Recently several people (myself included have had python multiprocessing timeout errors when processing large amounts of data (multiple visits, ccds, etc) with some -j option. I have tracked this behavior down to how we are setting the timeout value within CommandLineTask. Essentially, if a timeout is not specified to the argument parser, a default value of 9999 seconds is set. The processing pool then goes about its job of processing data, and starts a method which will eventually fetch the processing pool’s results. This method is supplied the timeout value, and begins to count down as soon as it is started. If the timeout is reached and the results of the pool’s processing are not available, a timeout error is thrown (this is all happening within the multiprocessing module).

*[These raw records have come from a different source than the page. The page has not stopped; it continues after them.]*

PR #199, opened 2022-08-16
fix Series.split with expand=True

### LINKED ISSUE #194: Series.str.split with expand=True should return DataFrame
**Describe the bug**
```python
s = pd.Series(["abc-def", "ghi-jkl"])
s.str.split("-", expand=True)
reveal_type(s)
```
Above code returns `DataFrame`, but `reveal_type` returns `Series[Unknown]`

**To Reproduce**
1. See above
2. pyright and mypy
3. See above.

Need to modify `pandas-stubs/core/strings.pyi` so that `split` returns `DataFrame` when `expand=True`.  Create proper overload.

Dr-Irv:
- [x] Closes #194
- [x] Tests added
  - `test_series.py` in `test_string_accessors` - added a test with `expand=True`
  - `test_indexes.py`, added `test_str_split`


pandas-stubs/core/strings.pyi
```diff
@@ -44,9 +52,19 @@ class StringMethods(NoNewAttributesMixin, Generic[T]):
         na_rep: str | None = ...,
         join: Literal["left", "right", "outer", "inner"] = ...,
     ) -> T: ...
+    @overload
+    def split(
+        self, pat: str = ..., n: int = ..., *, expand: Literal[True], regex: bool = ...
+    ) -> _TS: ...
```
twoertwein, line 58: it might be nice to have all the `*` after the same argument and not at different levels across overloads.

pandas-stubs/core/strings.pyi
```diff
@@ -5,17 +5,25 @@ from typing import (
...
+)
 from pandas.core.base import NoNewAttributesMixin
 
 from pandas._typing import T
 
-class StringMethods(NoNewAttributesMixin, Generic[T]):
+# The _TS type is what is used for the result of str.split with expand=True
+_TS = TypeVar("_TS", DataFrame, MultiIndex)
+
+class StringMethods(NoNewAttributesMixin, Generic[T, _TS]):
```
twoertwein, line 26: how is the value of `_TS` determined? It is not in `__init__` and you didn't add it explicitly (return value of `StringMethods[MultiIndex]`)

pandas-stubs/core/strings.pyi
Dr-Irv: done in next commit

pandas-stubs/core/strings.pyi
Dr-Irv: It is passed in as a parameter to the `StringMethods` class so we know what the return type should be of `str.split` when `expand==True`

twoertwein: sorry, I'm blind - I didn't see the annotation of `str()` :)

twoertwein:
thanks @Dr-Irv

PR #249, opened 2022-09-01
MAINT: Pin poe to let windows CI run correctly

bashtage:
- [X] Closes #240

PR #495, opened 2023-01-03
Update Poethepoet version

Dr-Irv:
In #249 we pinned poethepoet because Windows CI was failing as reported in #240

Based on https://github.com/nat-n/poethepoet/issues/88#issuecomment-1328330881, poethepoet has been fixed, so put the min version at 0.16.5 which fixed the issue.


pandas-stubs/core/series.pyi
```diff
@@ -217,13 +217,43 @@ class Series(IndexOpsMixin, NDFrame, Generic[S1]):
     @overload
     def __new__(
         cls,
-        data: IntervalIndex[IntervalT],
+        data: IntervalIndex[Interval[int]],
```
twoertwein, line 220: I assume these changes are from #492

Dr-Irv: Ugh. Same mistake again.  My local copy of `main` has the `Interval` change for some reason, and I keep branching off of that and making the same mistake.

This is now fixed for this PR.

twoertwein (approved):

twoertwein:
Thanks @Dr-Irv !

PR #501, opened 2023-01-07
Allow sorted() to work on Index

### LINKED ISSUE #497: mypy complaining on sorted, min and max builtins on Version 1.5.2.221213

Dr-Irv:
- [x] Closes #497
- [x] Tests added:
  - `test_indexes.py:test_sorted_and_list()`


Dr-Irv:
Either @twoertwein or @bashtage can review/approve/merge.  Approvals from both not needed.  Thanks!

tests/test_indexes.py
```diff
@@ -92,7 +96,11 @@ def test_column_contains() -> None:
 def test_column_sequence() -> None:
     df = pd.DataFrame([1, 2, 3])
     col_list = list(df.columns)
-    check(assert_type(col_list, List[Union[Scalar, Tuple[Hashable, ...]]]), list, int)
+    check(
+        assert_type(col_list, List[Union["IndexIterScalar", Tuple[Hashable, ...]]]),
```
twoertwein, line 100: Other tests (test_series.py) import `from __future__ import annotations` to use `tuple`/`list`.

Dr-Irv: It won't work at runtime on python 3.8.  CI failed for me when I did that.   You can do `foo: list[int]` and that will be accepted, but if you are doing ` assert_type(col_list, list[Union["IndexIterScalar", tuple[Hashable, ...]]])` that will fail at runtime on 3.8 because the runtime for 3.8 can't parse something like `list[int]` when it is not a typing annotation.

twoertwein (approved):

twoertwein:
Thanks @Dr-Irv !

PR #504, opened 2023-01-09
add operators for Index

### LINKED ISSUE #405: Various `Index` operators missing
**Describe the bug**
I discovered that `Index.__rpow__` is missing when trying to lint my code.

**To Reproduce**

```py
import pandas

df = pandas.DataFrame({"nums": [1, 2]})
print(2**df.index)
```

Runs:

```
$ python example.py
0    2
1    4
Name: nums, dtype: int64
```

But Mypy not happy:

```
$ pre-commit run mypy --file example.py
- hook id: mypy
- exit code: 1

example.py:4: error: No overload variant of "__pow__" of "int" matches argument type "Index"  [operator]
example.py:4: note: Possible overload variants:
example.py:4: note:     def __pow__(self, Literal[0]) -> Literal[1]
example.py:4: note:     def __pow__(self, Literal[0], None) -> Literal[1]
example.py:4: note:     def __pow__(self, Literal[1, 2, 3, 4, 5, 6, 7, 8, 9, 10, 11, 12, 13, 14, 15, 16, 17, 18, 19, 20, 21, 22, 23, 24, 25], None = ...) -> int
example.py:4: note:     def __pow__(self, Literal[-1, -2, -3, -4, -5, -6, -7, -8, -9, -10, -11, -12, -13, -14, -15, -16, -17, -18, -19, -20], None = ...) -> float
example.py:4: note:     def __pow__(self, int, None = ...) -> Any
example.py:4: note:     def __pow__(self, int, Literal[0]) -> NoReturn
example.py:4: note:     def __pow__(self, int, int) -> int
```

It seems that various dunder funcs on `Index` are missing.

 - OS: macOS
 - OS Version 12
 - python version: 3.10
 - version of type checker: 0.982
 - version of installed `pandas-stubs`: 1.5.1.221024 

**Additional context**
n/a

Dr-Irv:
- [x] Closes #405(
- [x] Tests added:
  - `test_indexes.py:test_index_operators()`

Some notes:

1. Ideally we would use `OpsMixin`, but we'd need to use return types of `Self` and `mypy` doesn't support that yet.  I put a comment in `arraylike.pyi` about that.
2. The idea here is to support the arithmetic operations on `Index`, where we don't know the dtype of the `Index`.  Could eventually improve this if we ever make `Index` a Generic type.
3. The boolean operators were there before, but they are now deprecated, so I removed them.

My philosophy is that this is "good enough for now", and if we get reports of issues on specific Index subclasses, we can then fix them going forward, rather than doing a complete set of tests now for all the Index subclasses.


Dr-Irv:
For this PR, would like BOTH @bashtage and @twoertwein to approve, and whomever does the second approval, can do the merge.  Thanks.

twoertwein:
> 1. Ideally we would use `OpsMixin`, but we'd need to use return types of `Self` and `mypy` doesn't support that yet.  I put a comment in `arraylike.pyi` about that.

I think `Self` is just a short form to avoid `TypeVar`s. Could define `_OpsMixinT = TypeVar("_OpsMixinT", OpsMixin)` and use it where you want to use `Self`? (haven't looked at the actual code changes.)

pandas-stubs/core/arraylike.pyi
```diff
@@ -7,6 +7,9 @@ from pandas import DataFrame
 
 class OpsMixinProtocol(Protocol): ...
 
+# We would like to use ->Self here so this could be used by Index, but mypy 0.991
+# doesn't support Self.  So we will have to add these operators directly to Index
+
 class OpsMixin:
     def __eq__(self: OpsMixinProtocol, other: object) -> DataFrame: ...  # type: ignore[override]
```
twoertwein, line 14: Can `OpsMixinProtocol` be removed? It's an empty protocol.

twoertwein: Could then replace it with:

```py
_OpsMixinT = TypeVar("_OpsMixinT", OpsMixin)
class OpsMixin:
    def __eq__(self: _OpsMixinT, other: object) -> _OpsMixinT: ...  # type: ignore[override]
```

Dr-Irv: OK, I have done this in https://github.com/pandas-dev/pandas-stubs/pull/504/commits/0a66721220084d8227fad798dd12e4ec61d553c8

Had to fix up some other things as a result, but the net result uses `OpsMixin` for `Index`, `DataFrame` and `Series`, which is good, with appropriately sprinkled mypy `# type: ignore[override]`

Dr-Irv:
Based on discussion here: https://github.com/python/mypy/issues/14424  I changed the way we detect invalid `Index` with logical operations in https://github.com/pandas-dev/pandas-stubs/pull/504/commits/3b3f2806f6ef747edcd3b0f001e4228f5e2bef09

tests/test_indexes.py
```diff
@@ -684,3 +688,72 @@ def test_sorted_and_list() -> None:
...
+    check(assert_type(i1 // i2, pd.Index), pd.Index)
+    check(assert_type(i1 // 10, pd.Index), pd.Index)
+    check(assert_type(10 // i1, pd.Index), pd.Index)
+    check(assert_type(i1**i2, pd.Index), pd.Index)
+    check(assert_type(i1**2, pd.Index), pd.Index)
+    check(assert_type(2**i1, pd.Index), pd.Index)
+    check(assert_type(i1 % i2, pd.Index), pd.Index)
+    check(assert_type(i1 % 10, pd.Index), pd.Index)
+    check(assert_type(10 % i1, pd.Index), pd.Index)
+    check(assert_type(divmod(i1, i2), Tuple[pd.Index, pd.Index]), tuple)
```
twoertwein, line 719: Not needed but could also check the tuple elements: `check(..., tuple, pd.Index)`

twoertwein (approved):

pandas-stubs/core/arraylike.pyi
twoertwein: Great, glad it worked!

Dr-Irv:
@bashtage awaiting your approval/merge

Dr-Irv:
@bashtage can you review?

Dr-Irv:
@twoertwein haven't heard from @bashtage in a few weeks so can you merge it?  Thanks.

tests/test_indexes.py
```diff
@@ -684,3 +688,72 @@ def test_sorted_and_list() -> None:
...
+        )
+        assert_type(  # type: ignore[assert-type]
+            10 & i1,  # type:ignore[operator] # pyright: ignore[reportGeneralTypeIssues]
+            Never,
+        )
+        assert_type(
+            i1 | i2,  # type:ignore[operator] # pyright: ignore[reportGeneralTypeIssues]
+            Never,
+        )
+        assert_type(  # type: ignore[assert-type]
```
twoertwein, line 740: Some of the checks have an ignore for `assert_type` and some don't. Why do some need an ignore?

Dr-Irv: It has to do with how `mypy` processes `Never` with certain operators and arguments.  If you look carefully, you'll see that the `# ignore[assert-type]` is occurring on any operator that has a numerical operand.  Without the `ignore`, `mypy` says the `assert_type()` is wrong, thinking the result is `Any`.  Probably some kind of `mypy` error, although the interpretation of the `Never` result is ambiguous.

twoertwein:
Thanks @Dr-Irv

PR #506, opened 2023-01-11
Remove use of Never

### LINKED ISSUE #441: FEATURE:  Start using `Never` as return types for disallowed operations
See #432 where methods were added to `TimestampSeries` and `TimedeltaSeries` that return `Never`, which `pyright` will pick up as invalid.

We could add more of these to disallow certain operations between incompatible types, and then use the `TYPE_CHECKING_INVALID_USAGE` pattern to check for these.

Dr-Irv:
- [x] Closes #441
- [ ] Tests added: None

Turns out that I misunderstood the use of `Never`, and we don't need to use it.  See https://github.com/pandas-dev/pandas-stubs/issues/441#issuecomment-1379450907 .

### DIFF
--- a/pandas-stubs/core/indexes/interval.pyi
+++ b/pandas-stubs/core/indexes/interval.pyi
@@ -18,10 +18,7 @@ from pandas.core.series import (
     TimedeltaSeries,
     TimestampSeries,
 )
-from typing_extensions import (
-    Never,
-    TypeAlias,
-)
+from typing_extensions import TypeAlias
 
 from pandas._libs.interval import (
     Interval as Interval,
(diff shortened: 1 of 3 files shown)


twoertwein (approved):
Nice clean up :) Happy to merge unless you want a second review.

Dr-Irv:
> Nice clean up :) Happy to merge unless you want a second review.

Let's give @bashtage a day to review, since I modified code from a previous PR of his.  If he doesn't respond, then go ahead and merge.

twoertwein:
Thanks @Dr-Irv !

PR #510, opened 2023-01-12
allow np.uint64 to be used in indexing.  Support numpy 1.24.1

### LINKED ISSUE #508: Add npt.NDArray[np.uint64] to IndexType?
Currently, `IndexType` contains `np_ndarray_int64` (a.k.a. `npt.NDArray[np.int64]`). Is that possible to add `npt.NDArray[np.uint64]` to `IndexType` as well?

**To Reproduce**

```
import numpy as np
import numpy.typing as npt
import pandas as pd

df = pd.DataFrame(dict(x=[1, 2, 3]), index=np.array([10, 20, 30], dtype="uint64"))
assert df.index.dtype == np.uint64

def get_NDArray(df: pd.DataFrame, key: npt.NDArray[np.uint64]):
    df2 = df.loc[key]
    reveal_type(df2)
    return df2
```

Both.

In `pyright`, the inferred type of `df2` is `Series[Unkown]`, which is incorrect (should be `DataFrame` instead). 

In `mypy`, it says

```
error: Invalid index type "ndarray[Any, dtype[unsignedinteger[_64Bit]]]" 
for "_LocIndexerFrame"; expected type 
"Union[slice, ndarray[Any, dtype[signedinteger[_64Bit]]], Index, List[int], 
Series[int], Series[bool], ndarray[Any, dtype[bool_]], List[bool], 
List[<nothing>], Tuple[Union[slice, ndarray[Any, dtype[signedinteger[_64Bit]]], 
Index, List[int], Series[int], Series[bool], ndarray[Any, dtype[bool_]], 
List[bool], List[<nothing>], Hashable], Union[List[<nothing>], slice, 
Series[bool], Callable[..., Any]]]]"
```

 - OS: MacOS
 - OS Version: 13.0.1 (22A400)
 - python version: 3.10.8
 - version of type checker: mypy: 0.991, Pylance language server 2023.1.10 (pyright bbf0ae78)
 - version of installed `pandas-stubs`: 1.5.2.230105 (build pyhd8ed1ab_2)

Dr-Irv:
- [x] Closes #508 
- [x] Tests added
  - `test_frame.py:test_npint_loc_indexer()`

Turns out that `np.uint64` is not a subclass of `np.int64`, so changed the indexing type to be `np.integer`, which is the parent class of `np.int64` and `np.uint64`.  Error only occurred with numpy 1.24.1, so modified things to allow us to test with that version.


tests/test_frame.py
```diff
@@ -2363,3 +2364,16 @@ def test_frame_dropna_subset() -> None:
...
     )
+
+
+def test_npint_loc_indexer() -> None:
+    # GH 508
+
+    df = pd.DataFrame(dict(x=[1, 2, 3]), index=np.array([10, 20, 30], dtype="uint64"))
+
+    def get_NDArray(df: pd.DataFrame, key: npt.NDArray[np.uint64]) -> pd.DataFrame:
+        df2 = df.loc[key]
```
twoertwein, line 2375: Wouldn't any `np.NDArray` work (not just integer) as long as the DataFrame index is of the same type?

twoertwein: could probably only enforce a tight dtype match if index was generic

tests/test_pandas.py
```diff
@@ -1705,7 +1706,7 @@ def test_pivot_table() -> None:
         ),
         pd.DataFrame,
     )
-    with pytest.warns(np.VisibleDeprecationWarning):
+    if Version(np.__version__) <= Version("1.23.5"):
```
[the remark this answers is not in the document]
Dr-Irv: We can remove this test once the bug is fixed in pandas.  There is a PR for that now at https://github.com/pandas-dev/pandas/pull/50682

tests/test_frame.py
Dr-Irv: > Wouldn't any `np.NDArray` work (not just integer) as long as the DataFrame index is of the same type?

Probably, but since we can't track the `dtype` of an `Index` in a `DataFrame`, I'm limiting this for now to the issue that was reported.  I think most people use arrays of `int` or arrays of `str` (which we probably could add), but I'd rather be incremental in adding support for all the possible types.

twoertwein (approved):

twoertwein:
Thanks @Dr-Irv !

The problem in our case arrises from the fact that some processing jobs may take longer than the default 9999s. We have two options to address this issue. One option is to scale the input timeout by the number of elements to process divided by the number of processors available. This will insure there is a timeout, but that it will scale with the workload. If we go this path, the documentation should be updated to indicate that user supplied timeout will be for a single analysis, and will be scale by the workload. The other option includes not setting a default timeout value. When none is passed as the timeout, the process is allowed to run forever. This has the benefit of never underestimating the time a workload will take to complete, but has the drawback that potentially something could happen and the process will never indicate to the user that it should be killed. If we go with unlimited runtime we should still change the user suppled timeout to be scaled by the amount of work the user has requested.
Are there any preferences on which route we go with? Or are there any alternative ideas?